Among these consequences may be large aggregations of data-handling units – “brains” – capable of processing complex patterns of data apprehended by “sense organs” and capable of storing records of them in “memory.” A more elaborate and mysterious consequence of crossing the neuron threshold is conscious awareness, and I shall call Threshold 6 the Consciousness Threshold. We don't know how often this has been achieved on our planet. Some philosophers believe that it is crucially bound up with language, which seems to have been achieved once only, by the bipedal ape species Homo sapiens. Whether or not consciousness requires language, let us anyway recognize the Language Threshold as a major one, {158} Threshold 7, which may or may not be crossed on a planet. The details of language, such as whether it is transmitted by sound or some other physical medium, must be relegated to local significance.
Language, from this point of view, is the networking system by which brains (as they are called on this planet) exchange information with sufficient intimacy to allow the development of a cooperative technology. Cooperative technology, beginning with the imitative development of stone tools and proceeding through the ages of metal-smelting, wheeled vehicles, steam power and now electronics, has many of the attributes of an explosion in its own right, and its initiation therefore deserves a title, the Cooperative Technology Threshold, or Threshold 8. Indeed, it is possible that human culture has fostered a genuinely new replication bomb, with a new kind of self-replicating entity – the meme, as I have called it in The Selfish Gene – proliferating and Darwinizing in a river of culture. There may be a meme bomb now taking off, in parallel to the gene bomb that earlier set up the brain/culture conditions that made the take-off possible. But that, again, is too big a subject for this chapter. I must return to the main theme of the planetary explosion and note that, once the stage of cooperative technology has been reached, it is quite likely that somewhere along the way the power to make an impact outside the home planet will be achieved. Threshold 9, the Radio Threshold, is passed, and it now becomes possible for external observers to notice that a star system has newly exploded as a replication bomb.

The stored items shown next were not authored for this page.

PR #1005, opened 2021-02-08
[config/api.yml] Fix for new miq_event identifiers

NickLaMuro:
This was changed in https://github.com/ManageIQ/manageiq/pull/21016 and due to https://github.com/ManageIQ/manageiq/pull/21016 it won't let the specs pass if there is a name mismatch.

Considerations
--------------

Currently in the UI, we have more granular filters for show/index, but in the API, we just use the single permission.

Perhaps it makes sense to make use of `miq_event_definition_show_list` and `miq_event_definition_show` instead of the broader permission?

### DIFF
--- a/config/api.yml
+++ b/config/api.yml
@@ -1490,7 +1490,7 @@
         :identifier: event_streams_show
   :events:
     :description: Events
-    :identifier: miq_event
+    :identifier: miq_event_definition
     :options:
     - :collection
     - :subcollection
@@ -1499,14 +1499,14 @@
     :collection_actions:
       :get:
       - :name: read
-        :identifier: miq_event
+        :identifier: miq_event_definition_show_list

The first inkling external observers will get, as we have seen, is likely to be radio waves spilling outward as a {159} by-product of communications within the home planet. Later, the technological heirs of the replication bomb may themselves turn their deliberate attention outward to the stars. Our own halting steps in that direction have included the beaming out into space of messages specifically tailored for alien intelligences. How can you tailor messages for intelligences of whose nature you have no conception? Obviously it is difficult, and quite possibly our efforts have been misconceived.